The largest US tech firms, currently accelerating their AI infrastructure buildout, may also be the best insulated from geopolitical supply chain shifts and trade disputes.
After a subdued start to 2025, the biggest names in US technology may be on the cusp of yet another period of outperformance.
Despite a lag in returns year-to-date, the sector has quietly reloaded, adjusted its valuations, and is showing signs that it is preparing to lead again, this time with more sustainable momentum.
Earnings tell the story. Collectively, the so-called Magnificent Seven — Apple, Microsoft, Alphabet, Amazon, Meta, Nvidia and Tesla — have delivered quarterly results that exceeded expectations by a wide margin.
While their share prices have retreated or stagnated since January, their profits have not. In fact, operating margins are expanding, cash flow is solid, and capital expenditures continue to point to long-term conviction in innovation-heavy strategies.
This divergence between earnings and stock prices is precisely what makes this moment so interesting.
Upside potential
With investor scepticism elevated and some sidelined capital seeking clarity, the upside potential could now be greater than it was when these stocks were soaring at the start of the decade. Forward price-to-earnings ratios have compressed significantly, especially for Nvidia and Meta, which previously led 2023’s explosive rally. Valuations that once looked stretched now appear palatable — or even attractive — given the underlying growth profiles.
It is also worth remembering how these companies tend to behave when markets wobble. Their revenue streams are less cyclical than most.
Many of their core services, such as cloud infrastructure, advertising, ecommerce, AI platforms and subscription ecosystems, do not just endure in low growth environments, they flourish. This makes them surprisingly resilient during macroeconomic turbulence.
In a world where monetary policy is being reassessed and global growth feels uneven, that resilience becomes a market advantage.
There is also a powerful historical rhythm, too, that could be about to kick in. July has often been a fertile month for the biggest tech names.
“Many of the tech firms' core services, such as cloud infrastructure, advertising, ecommerce, AI platforms and subscription ecosystems, do not just endure in low growth environments, they flourish”
Aggressive buyers
This is typically a period when many US firms ramp up share buyback programmes following earnings season. Tech companies, in particular, sit on immense piles of cash and tend to be among the most aggressive buyers of their own stock. This demand can serve as a powerful tailwind during summer months when market volume thins and retail investors return.
In addition, the AI arms race hasn’t slowed. While the headlines might have cooled, the infrastructure build-out beneath the surface is accelerating.

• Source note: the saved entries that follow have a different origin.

PR #81, opened 2016-01-20
Include erb files for analysis, following Flay

ABaldwinHunter:
This erb-processing code is lifted directly from flay:
https://github.com/seattlerb/flay/blob/master/lib/flay_erb.rb#L13

@codeclimate/review @noahd1

### DIFF
--- a/lib/cc/engine/analyzers/ruby/main.rb
+++ b/lib/cc/engine/analyzers/ruby/main.rb
@@ -1,3 +1,4 @@
+require "erubis"
 require "flay"
 require "json"
 require "cc/engine/analyzers/reporter"
@@ -10,12 +11,12 @@ module CC
         class Main < CC::Engine::Analyzers::Base
           LANGUAGE = "ruby"
           DEFAULT_PATHS = [
+            "**/*.erb",
             "**/*.rb",
             "**/*.rake",
             "**/Rakefile",
             "**/Gemfile",
             "**/*.gemspec"
-
           ]
           DEFAULT_MASS_THRESHOLD = 18
           BASE_POINTS = 1_500_000
@@ -33,7 +34,37 @@ module CC
           end
 
           def process_file(file)
-            RubyParser.new.process(File.binread(file), file, TIMEOUT)
+            if File.extname(file) == ".erb"
+              process_erb file
+            else
+              RubyParser.new.process(File.binread(file), file, TIMEOUT)
+            end
+          end
+
+          def process_erb(file)
+            erb = File.binread(file)
+            ruby = Erubis.new(erb).src
+            RubyParser.new.process(ruby, file)
+          end
+
+          class Erubis < ::Erubis::Eruby
+            BLOCK_EXPR = /\s+(do|\{)(\s*\|[^|]*\|)?\s*\Z/
+
+            def add_expr_literal(src, code)
+              if code =~ BLOCK_EXPR
+                src << "@output_buffer.append= " << code
+              else
+                src << "@output_buffer.append=(" << code << ");"
+              end
+            end
+
+            def add_expr_escaped(src, code)
+              if code =~ BLOCK_EXPR
+                src << "@output_buffer.safe_append= " << code
+              else
+                src << "@output_buffer.safe_append=(" << code << ");"
+              end
+            end
           end
         end
       end
--- a/.codeclimate.yml
+++ b/.codeclimate.yml
@@ -8,6 +8,8 @@ engines:
     enabled: true
   duplication:
     enabled: true
+    exclude_fingerprints:
+    - b2dc8dbd27916d8321e298f59fc2f431 # Erubis < ::Erubis::Eruby
     config:
       languages:
       - ruby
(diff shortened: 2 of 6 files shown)


lib/cc/engine/analyzers/ruby/main.rb
```diff
@@ -33,8 +34,45 @@ def overage(issue)
...
+            ruby = Erubis.new(erb).src
+            begin
+              RubyParser.new.process(ruby, file)
+            rescue => e
+              warn ruby if option[:verbose]
+              raise e
+            end
+          end
+
+          class Erubis < ::Erubis::Eruby # :nodoc:
```
wfleming: :lipstick: The `nodoc` comment is extraneous since don't use rdoc.

ABaldwinHunter: :+1:  thanks

lib/cc/engine/analyzers/ruby/main.rb
```diff
@@ -33,8 +34,47 @@ def overage(issue)
           end
 
           def process_file(file)
-            RubyParser.new.process(File.binread(file), file, TIMEOUT)
+            if File.extname(file) == ".erb"
```
wfleming: WDYT think about extracting all of this into a `Parser` class like the other languages have? Keeping that logic here made sense when it was one-liner, but I think this is complex enough that extracting makes sense.

ABaldwinHunter: I actually prefer the single file because I think the `main` class is fairly small (< 5 methods), and adding encapsulating parser files might be adding needless encapsulation.

Let me know if you feel strongly though - and I can make a change.

ABaldwinHunter:
For the CC duplication issue, I considered  extracting part of the method, but I think it adds more lines and complexity in this case. More readable as is.

ABaldwinHunter:
ping @wfleming @codeclimate/review Ready for re-review!

lib/cc/engine/analyzers/ruby/main.rb
```diff
@@ -33,7 +34,45 @@ def overage(issue)
...
+              process_erb file
+            else
+              RubyParser.new.process(File.binread(file), file, TIMEOUT)
+            end
+          end
+
+          # taken from Flay, https://github.com/seattlerb/flay/blob/master/lib/flay_erb.rb
+
```
wfleming: :lipstick: extra space

lib/cc/engine/analyzers/ruby/main.rb
```diff
@@ -33,7 +34,45 @@ def overage(issue)
...
+          def process_erb(file)
+            erb = File.read(file)
+
+            ruby = Erubis.new(erb).src
+            begin
+              RubyParser.new.process(ruby, file)
+            rescue => e
+              $stderr.puts ruby
```
wfleming: This seems a bit excessive, and could be very large.

We catch exceptions up the stack, and we're raising right below here anyway: we can probably lose the begin/rescue here. We'll get the filename up the stack & us/customers can user that for debugging.

wfleming:
Noticed 2 more small things. If we're going to exclude the duplication issue, maybe we should add it to the ignored fingerprints in config?

Otherwise, LGTM.

lib/cc/engine/analyzers/ruby/main.rb
ABaldwinHunter: :+1:  sounds good

lib/cc/engine/analyzers/ruby/main.rb
ABaldwinHunter: :+1:

ABaldwinHunter:
@codeclimate/review 

Ready for re-review!

@wfleming I 

- removed the begin/rescue clause and output to stderr [here](https://github.com/codeclimate/codeclimate-duplication/pull/81/files#diff-415d8ecf3775cdd67402dc77177f7b15R44), as suggested
- added codeclimate issue to finger_print excludes

lib/cc/engine/analyzers/ruby/main.rb
```diff
@@ -33,7 +34,37 @@ def overage(mass)
...
-            RubyParser.new.process(File.binread(file), file, TIMEOUT)
+            if File.extname(file) == ".erb"
+              process_erb file
+            else
+              RubyParser.new.process(File.binread(file), file, TIMEOUT)
+            end
+          end
+
+          def process_erb(file)
+            erb = File.read(file)
```
wfleming: This is a minor pondering that just occurred to me: we use `binread` above but just use `read` here. I suspect this is down to file encodings. You comfortable having these be different?

wfleming:
One small question, but LGTM.

lib/cc/engine/analyzers/ruby/main.rb
ABaldwinHunter: Thanks for the catch, `binread` sounds good to me.

I pulled the code from `flay` and tested it out locally without an issue, and didn't realize the intention behind using `File.binread`. Making switch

Microsoft and Google are both scaling new AI models and cloud platforms faster than ever. Amazon’s AWS continues to expand its AI footprint into enterprise. Nvidia is still cornering the market on chips that drive the entire ecosystem. Apple’s next major hardware cycle, which looks set to include AI-enhanced devices, is drawing investor speculation — and with good reason. Even Tesla, whose stock has struggled, remains central to discussions around robotics, automation, and next-gen compute.
Geopolitics is also casting these companies in a new light. With ongoing trade disputes, supply chain shifts and AI regulation debates dominating headlines, large US tech firms — especially those with vertical integration and control over their data and chips — are better insulated than smaller players.
They have the resources to absorb legal battles, negotiate favourable terms and maintain a competitive edge in the regulatory thicket forming around advanced technologies.
As such, while some investors are still asking whether the rally has gone too far, or if the sector is due for a larger correction, the fundamentals suggest otherwise.
I believe that what we can see playing out is not a bubble that is bursting, but a readjustment. The euphoria of 2023 gave way to scepticism in early 2025, but beneath the noise, the core businesses of these tech giants are outperforming.
It is often this gap between perception and performance where the most compelling opportunities lie.
Markets rarely reward complacency. When investor consensus leans too heavily in one direction, whether optimism or caution, the best returns tend to come from contrarian positioning rooted in data.
Currently, the most unloved leadership group of 2025 might also be the most prepared to rally.